§ **Goal of the exercise**:
Your job is to return every line in the data holding the string "opened".

--- Exercise material Enclosed Below ---

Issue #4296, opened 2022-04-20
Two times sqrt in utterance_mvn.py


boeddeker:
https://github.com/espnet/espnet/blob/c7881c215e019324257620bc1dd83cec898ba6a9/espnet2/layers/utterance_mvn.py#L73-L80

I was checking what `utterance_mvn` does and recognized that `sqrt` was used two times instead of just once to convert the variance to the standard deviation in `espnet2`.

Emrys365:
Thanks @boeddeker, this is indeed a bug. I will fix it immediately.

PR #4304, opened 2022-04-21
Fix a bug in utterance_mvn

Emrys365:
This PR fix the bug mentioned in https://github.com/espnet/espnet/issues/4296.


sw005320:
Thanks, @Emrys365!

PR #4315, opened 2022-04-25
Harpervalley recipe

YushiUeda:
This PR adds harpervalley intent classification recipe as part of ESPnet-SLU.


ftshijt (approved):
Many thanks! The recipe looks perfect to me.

--- End of Enclosed Exercise material ---
--- Exercise material Enclosed Below ---

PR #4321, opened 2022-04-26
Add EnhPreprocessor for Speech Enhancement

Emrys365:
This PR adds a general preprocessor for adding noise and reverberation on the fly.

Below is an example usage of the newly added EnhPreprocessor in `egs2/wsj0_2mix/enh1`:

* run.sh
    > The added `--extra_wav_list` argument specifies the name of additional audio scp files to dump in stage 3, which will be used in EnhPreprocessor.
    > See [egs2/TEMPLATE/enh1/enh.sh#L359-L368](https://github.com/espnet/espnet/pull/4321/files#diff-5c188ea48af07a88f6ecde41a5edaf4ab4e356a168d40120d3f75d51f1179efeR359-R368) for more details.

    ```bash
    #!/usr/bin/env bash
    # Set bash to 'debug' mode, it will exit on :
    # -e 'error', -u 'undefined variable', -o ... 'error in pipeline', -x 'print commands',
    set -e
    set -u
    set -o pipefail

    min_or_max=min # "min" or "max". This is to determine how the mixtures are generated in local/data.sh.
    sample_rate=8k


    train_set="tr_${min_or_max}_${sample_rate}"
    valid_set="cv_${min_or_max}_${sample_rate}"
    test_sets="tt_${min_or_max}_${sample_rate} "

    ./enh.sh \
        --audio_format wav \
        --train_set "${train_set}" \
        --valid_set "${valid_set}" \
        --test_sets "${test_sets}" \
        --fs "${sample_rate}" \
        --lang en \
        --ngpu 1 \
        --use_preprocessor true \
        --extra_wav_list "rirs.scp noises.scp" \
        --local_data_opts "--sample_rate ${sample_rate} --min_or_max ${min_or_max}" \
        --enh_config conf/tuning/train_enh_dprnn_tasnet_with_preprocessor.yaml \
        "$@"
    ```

--- End of Enclosed Exercise material ---

§ **Solved problem**:
Issue #4296, opened 2022-04-20
PR #4304, opened 2022-04-21
PR #4315, opened 2022-04-25
PR #4321, opened 2022-04-26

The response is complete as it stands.